Search code examples
google-cloud-platformsshvirtual-machineairflowgoogle-compute-engine

SSHOperator with ComputeEngineSSHHook


I am trying to run a command using ssh in a GCP VM in airflow via the SSHOperator as described here:

ssh_to_vm_task = SSHOperator(
    task_id="ssh_to_vm_task",
    ssh_hook=ComputeEngineSSHHook(
        instance_name=<MYINSTANCE>,
        project_id=<MYPROJECT>,
        zone=<MYZONE>,
        use_oslogin=False,
        use_iap_tunnel=True,
        use_internal_ip=False
        ),
    command="echo test_message",
    dag=dag
)

However, I get a airflow.exceptions.AirflowException: SSH operator error: [Errno 2] No such file or directory: 'gcloud' error.

Docker is installed via docker-compose following these instructions.

Other Airflow GCP operators (such as BigQueryCheckOperator) work correctly. So at first sight it does not seem like a configuration problem.

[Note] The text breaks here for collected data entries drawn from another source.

PR #625, opened 2026-08-25
Build the holdout evaluation into the case study, out of the Chapter 20 notebook

stefan-jansen:
The holdout evaluation lived in the Chapter 20 notebook, so a case study could not
run its own final evaluation without the teaching notebook. This moves the
derivation into `case_studies/research/holdout.py` where the case studies can reach
it, with the contract the lock already requires.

Could you please help me? Is this a bug?


Solution

  • It seems the issue is that gcloud was not installed in the docker container by default. This has been solved by following instructions in here: it is necessary to add

    RUN echo "deb [signed-by=/usr/share/keyrings/cloud.google.gpg] http://packages.cloud.google.com/apt cloud-sdk main" | tee -a /etc/apt/sources.list.d/google-cloud-sdk.list && curl https://packages.cloud.google.com/apt/doc/apt-key.gpg | apt-key --keyring /usr/share/keyrings/cloud.google.gpg  add - && apt-get update -y && apt-get install google-cloud-sdk -y
          
    

    to the dockerfile that is used to install airflow / install dependencies.